Article in English | Web of Science | ID: covidwho-1003722


Background. The course of disease in mild and moderate COVID-19 has many implications for mobile patients, such as the risk of spread of the infection, precautions taken, and investigations targeted at preventing transmission. Methods. Three hundred thirty-one adults were hospitalized from January 21 to February 22, 2020, and classified as severe (10%) or critical (4.8%) cases;1.5% died. Two hundred eighty-two (85.2%) mild or moderate cases were admitted to regular wards. Epidemiological, demographic, clinical, chest computed tomography (CT) scan, laboratory, treatment, and outcome data from patient records were analyzed retrospectively.
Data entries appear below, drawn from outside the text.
PR #6314, opened 2022-01-19
feat(application-system): Removing attachment field from resolver response

alexandradilja:
# ...

Remove attachment field from graphql queries so that the templates can not access attachment urls in aws

## What

Removed field from application model in `libs/api/domains/application/src/lib/application.model.ts`. Add and delete attachment mutations query after application id for return. 

No templates are using the attachment filed so no changes needed there. 

## Why

Security reasons.

## Checklist:


libs/application/core/src/types/Application.ts
```diff
@@ -28,7 +28,7 @@ export interface ActionCardMetaData {
   }
 }
 
-export interface Application {
+export interface ApplicationModel {
```
saevarma, line 31: To have this more explicit and clear in the naming how about the calling model with attachments `ApplicationWithAttachments`?

saevarma (changes requested):
Looks good just question about the name of the models

libs/application/core/src/types/Application.ts
alexandradilja: Yes! good idea!

libs/application/core/src/types/Application.ts
```diff
@@ -45,3 +45,5 @@ export interface Application {
   progress?: number
   status: ApplicationStatus
 }
+
+export type Application = Omit<ApplicationWithAttachments, 'attachments'>
```
miamiultras, line 49: maybe the other way around and we can stick with interfaces

```
interface Application {
...
}
```

```
interface ApplicationWithAttachments extends Application {
attachments...
}
```

alexandradilja: Yes sure!

miamiultras (approved):

Thorrik58 (approved):
LGTM

apps/application-system/api/src/app/modules/payment/payment.service.ts
```diff
@@ -12,7 +12,7 @@ import type { User } from '@island.is/auth-nest-tools'
 import { CreateChargeResult } from './payment.type'
 import { logger } from '@island.is/logging'
 import { ApolloError } from 'apollo-server-express'
-import { Application as ApplicationModel } from '../application/application.model'
+import { Application as ApplicationWithAttachments } from '../application/application.model'
```
saevarma, line 15: Why import the `Application` model without attachments to rename it to `ApplicationWithAttachments` ?

apps/financial-aid/api/src/app/modules/application/application.resolver.ts
```diff
@@ -6,7 +6,7 @@ import { BackendAPI } from '../../../services'
 
 import {
   ApplicationFiltersModel,
-  ApplicationModel,
+  ApplicationWithAttachments,
```
saevarma, line 9: I think you accidentally renamed the `financial-aid` related stuff?

saevarma (changes requested):

apps/application-system/api/src/app/modules/payment/payment.service.ts
alexandradilja: yes, looks like it.. I'll fix that

saevarma (approved):
LGTM

libs/application/template-api-modules/src/lib/modules/templates/children-residence-change/children-residence-change.service.ts
```diff
@@ -20,7 +20,7 @@ import {
   generateSyslumennNotificationEmail,
   transferRequestedEmail,
 } from './emailGenerators'
-import { Application } from '@island.is/application/core'
+import { ApplicationWithAttachments as Application } from '@island.is/application/core'
```
Rikkiabb, line 23: We are not using Attachments so we can use `Application` instead 😄

darrikonn (approved):

Margretol (approved):

johannaagma (approved):

PR #6334, opened 2022-01-20
fix(service-portal): missing variable in query

disaerna:
# Service Portal - Documents - Missing variable

## What

Added missing "opened" variable in query so both styles for unopened and red bubble works!

## Why

It's not working!

## Checklist:


thordurhhh (approved):
👍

Results. Patients were symptomatic for 9.82 +/- 5.75 (1-37) days. Pulmonary involvement was demonstrated on a chest CT scan in 97.9% of cases. It took 16.81 +/- 8.54 (3-49) days from the appearance of the first symptom until 274 patients tested virus-negative in naso- and oropharyngeal (NP) swabs, blood, urine, and stool, and 234 (83%) patients were asymptomatic for 9.09 +/- 7.82 (1-44) days. Subsequently, 131 patients were discharged. One hundred sixty-nine remained in the hospital;these patients tested virus-free and were clinically asymptomatic because of widespread persisting or increasing pulmonary infiltrates. Hospitalization took 16.24 +/- 7.57 (2-47) days;the time interval from the first symptom to discharge was 21.37 +/- 7.85 (3-52) days. Conclusions. With an asymptomatic phase, disease courses are unexpectedly long until the stage of virus negativity. NP swabs are not reliable in the later stages of COVID-19. Pneumonia outlasts virus-positive tests if sputum is not acquired. Imminent pulmonary fibrosis in high-risk groups demands follow-up examinations. Investigation of promising antiviral agents should heed the specific needs of mild and moderate COVID-19 patients.